This article originally appeared in a symposium of views on sovereign debt in The International Economy Magazine’s Spring 2013 issue.

Economic context is too important and widely varied between countries to universally quantify when public debt will prove harmful or likely spark a sovereign debt crisis. Differences in denomination of sovereign debt, ratios of domestic versus foreign holdings of debt, distinctions between countries with independent central banks versus those belonging to currency unions, reasons why debt has been incurred, and underlying economic health must be considered.

There is, however, an easily quantified rule for when sovereign debt accumulation is not harmful and, contrary to public perception, is instead quite productive.
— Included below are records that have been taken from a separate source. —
PR #1199, opened 2026-08-28
[FLINK-40467] Randomise application result store paths

dalelane:

Flink 2.3 gives every application-mode execution an ApplicationResultStore, which defaults to
`{high-availability.storage-path}/application-result-store/{ha.cluster-id}`. That path is consistent across deployments (and not included in HA cleanup) so entries written by a terminated application outlive the upgrade that replaced it.

SessionDispatcherLeaderProcess recovers dirty results unkeyed, so the replacement cluster picks up the previous deployment's entry, and Dispatcher#maybeSubmitApplicationInApplicationMode then deliberately submits nothing when execution.shutdown-on-application-finish is false. This results in healthy JobManagers with no jobs.

## Brief change log

This commit makes the storage path unique on each cluster launch so nothing stale can be recovered.

## Verifying this change

Added a unit test that recreates the scenario

## Documentation


flink-kubernetes-operator/src/main/java/org/apache/flink/kubernetes/operator/reconciler/deployment/ApplicationReconciler.java
```diff
@@ -273,6 +285,24 @@ private static void setRandomJobResultStorePath(Configuration effectiveConfig) {
         }
     }
 
+    private static void setRandomApplicationResultStorePath(Configuration effectiveConfig) {
+        if (effectiveConfig.contains(HighAvailabilityOptions.HA_STORAGE_PATH)) {
```
james-kan-shopify, line 289: Hi! I've encountered the same bug, and have been working in a fork regarding this. Thanks for opening up a PR here! 

Suggesting to consider also setting `application-result-store.delete-on-commit=false`, mirroring`setRandomJobResultStorePath`.

`maybeSubmitApplicationInApplicationMode` skips submission on a clean result entry, but per its javadoc that lookup only works when `DELETE_ON_COMMIT=false`. Since the operator sets `shutdown-on-application-finish=false`, a terminal app's JM lives on until the shutdown TTL, and a restart in that window re-bootstraps it: `main()` re-runs, and multi-job apps fail outright. FLINK-27569 one level up.

flink-kubernetes-operator/src/main/java/org/apache/flink/kubernetes/operator/reconciler/deployment/ApplicationReconciler.java
```diff
@@ -273,6 +285,24 @@ private static void setRandomJobResultStorePath(Configuration effectiveConfig) {
...
+            // The application result store shares the HA storage path, which outlives
+            // the HA metadata deleted on upgrade. Dirty entries are recovered unkeyed,
+            // so a terminal entry left behind by a previous deployment makes the
+            // replacement cluster skip submitting the new job.
+            // Giving each deployment a unique path makes sure that nothing stale is
+            // recovered.
+            effectiveConfig.set(
```
james-kan-shopify, line 296: Curious, if you think it is worthwhile to gate this behind a version check? Since this is unique to jobs post 2.3, we'd be unnecessarily creating entries in storage. Given that this fix addresses what may be a cleanup race condition under the hood, but isn't directly resolving the race, it may be ideal to minimize it to 2.3 onwards?

james-kan-shopify (commented):
thanks for opening this up! happen to encounter this and attempting to patch the same thing here.

flink-kubernetes-operator/src/main/java/org/apache/flink/kubernetes/operator/reconciler/deployment/ApplicationReconciler.java
dalelane: I didn't think this was necessary - the config option was only added in FLINK-38975 for Flink 2.3, so in earlier versions of Flink, isn't this non-existent config value just going to be silently ignored?

flink-kubernetes-operator/src/main/java/org/apache/flink/kubernetes/operator/reconciler/deployment/ApplicationReconciler.java
dalelane: I do think that's worth fixing, but IMO it's a separate enough issue that it'd be better in a separate pull request (maybe a separate Jira bug issue too)

gyfora: If we need delete on commit false here as well same way as the job result store then we should fix it in the same PR / issue

dalelane: @gyfora I'm happy to do that if you're okay with the approach in the code here 

James fairly highlighted the resource leak implication of the approach I took [on the dev@ list](https://lists.apache.org/thread/2gs2xzzmh8371rnc2993o9bvjsm4n6bd) where I said:

> re: resource leak
> Yeah, I agree that what I'm proposing in FLINK-40467 doubles down on the deal made in FLINK-27573, and maybe that's not a good thing. I used a random UUID because that's what I saw setRandomJobResultStorePath do, but in hindsight making directories anonymous makes the admin cleanup task harder as you can't derive the deployment from a directory name to know what is safe to remove. Perhaps the operator should record the path it generates in status - this would let us automate cleaning up the path for previous launches?

if you want to discuss that aspect first, I'll hold off on adding to the PR. But if you're okay with the approach, I'll add the delete on commit

gyfora: I think we have the exact same result leak already for the job result store logic.  Not setting this config means that we have an inconsistent behaviour between different flink versions. We can consider how to avoid the resource leak as the next step but for now I think it makes sense to follow the currently established approach

dalelane: added in a0fe7fbbb9c76fdd3eba62c186f2fab3ea31f2cf

Dennis-Mircea (commented):
Thanks for the fix, @dalelane! I posted a detailed analysis on the dev thread (https://lists.apache.org/thread/tyw45k5ww3yzfmfkmhz241nm82swlrsm) arguing that the current issue, unlike FLINK-27569, is an ordering problem (the operator tears the JM down before Flink deletes the dirty application result) and can be solved without introducing a second permanent leak. I would suggest holding this PR until the direction is agreed.

gyfora:
Can you please rebase on main to pull in the e2e fix?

When a country with an independent central bank is in a liquidity trap, and that central bank’s policy rate is effectively maxed out at the zero lower bound of nominal interest rates, accumulating public debt is economically beneficial.

The United States has been in such a situation since 2008 and is currently in a depression, with economic output running $953 billion (5.6 percent) below noninflationary potential. Monetary policy has not and will not be capable of ameliorating this stark aggregate demand shortfall. In this context, the accumulation of public debt since 2008 has acted as a shock absorber for aggregate demand, preventing a much deeper depression. This benefit was underscored last year by concerns about the “fiscal cliff,” which reflected the reality that deficits shrinking too quickly, meaning public debt rising too slowly, would counterproductively push the economy back into recession.

Congress should not be prioritizing deficit reduction until the Federal Reserve starts raising interest rates to cool demand-side inflationary pressure, which will signal emergence from this liquidity trap. The Federal Open Market Committee has explicitly stated that rate tightening will not occur before unemployment falls below 6.5 percent or inflation expectations push above 2.5 percent, likely years away. Upon eventual return to normalcy, deficit reduction will lower market interest rates and thus “crowd in” private investment—a channel that has been totally blocked for years—offsetting decreased government demand. Similarly, fiscal multipliers are currently elevated but will shrink when full employment is restored, thus decreasing deficit reduction headwinds, and monetary policy loosening could once again offset fiscal tightening.

Conversely, if such a liquidity-trapped country undertakes austerity purportedly for debt reduction, they will effectively swap smaller structural budget deficits for larger cyclical budget deficits, and likely push near-term debt ratios higher. This has been the United Kingdom’s experience with the Cameron austerity budget. Best estimates suggest austerity in the United Kingdom and major Eurozone economies has, on average, counterproductively increased public debt ratios by roughly 5 percentage points as of 2013.

The housing bubble’s implosion was bound to markedly increase public debt—the appropriate policy question was how to revive the economy to best sustain this debt. Additional debt accumulated to rapidly restore full employment would also hedge against substantial, widely ignored downside economic and fiscal risks, notably economic scarring and persistent cyclical budget deficits.

This U.S. economic outlook remains unchanged, and more public debt should be incurred to fill the aggregate demand shortfall until the economy emerges from the liquidity trap.